- Initial Appointment: After incorporation, the first auditor must be appointed by the Board of Directors within 30 days. If the board fails to appoint, the members must do so within 90 days at an Extraordinary General Meeting (EGM).
- Term: Auditors typically hold office until the conclusion of the 6th AGM or for 5 years, with the possibility of reappointment for a further term of 1 year at each AGM.
- Consent: Before appointment, auditors must provide written consent and a Certificate confirming eligibility as per the Companies Act.
Rotation of Auditors:
- Limits: Individuals can’t serve as auditors for over 5 years, while audit firms are limited to two terms of 5 years each. After a term, auditors are ineligible for reappointment for 5 years.
- Considerations: The period served prior to the Act’s commencement counts toward the tenure limit. Incoming auditors can’t be associated with outgoing auditors under the same network.
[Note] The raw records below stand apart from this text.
PR #1374, opened 2025-06-25
Abstract the Time Bases used by the Solvers

davschneller:
Refactor the time integral/evaluation computation; but moving the relevant/differing logic into the coefficient computation. In essence, that brings the `STP` time basis to equal footing with the monomial basis and lets us remove some ifdefs.

Besides, it might also slightly correct the behavior at LTS cluster boundaries for non-monomial bases (in the STP case, a monomial basis seemed to be still used for computing time slices from bigger time clusters for the fluxes). ~EDIT: seems to also have affected the GTS case. (however, the actual difference in e.g. energy seems to be only marginal)~

EDIT 2: again only concerning STP: there's a different difference for the DR part concerning that `GaussLegendre` creates points in `[-1, 1]` ; but `sampleTimeBasisFunctions` expects them in `[0, 1]`. That's also changed in this PR; i.e. the points from `[-1, 1]` are now input to a function with domain `[-1, 1]` .


davschneller:
~The codecov still fails (but it works on my local machine; however I use `gcov` in version 15); but other than that—this one should be reviewable.~ Fixed by mitigation for now.

davschneller:
For poroelasticity/STP/"Legendre-in-time":

If we ignore the DR deviation (i.e. the map `[-1, 1]` to `[0, 1]` described in the "EDIT2" above), then the following shows where things differ:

A 5-year break fulfills the rotation requirement.
Casual Vacancy:
- Fill Within 30 Days: Any casual vacancy must be filled by the Board within 30 days. If due to resignation, an EGM must approve the appointment within 3 months.
Re-appointment of Retiring Auditor:
- Conditions: A retiring auditor can be re-appointed at an AGM if not disqualified, hasn’t expressed unwillingness, and no special resolution against re-appointment is passed.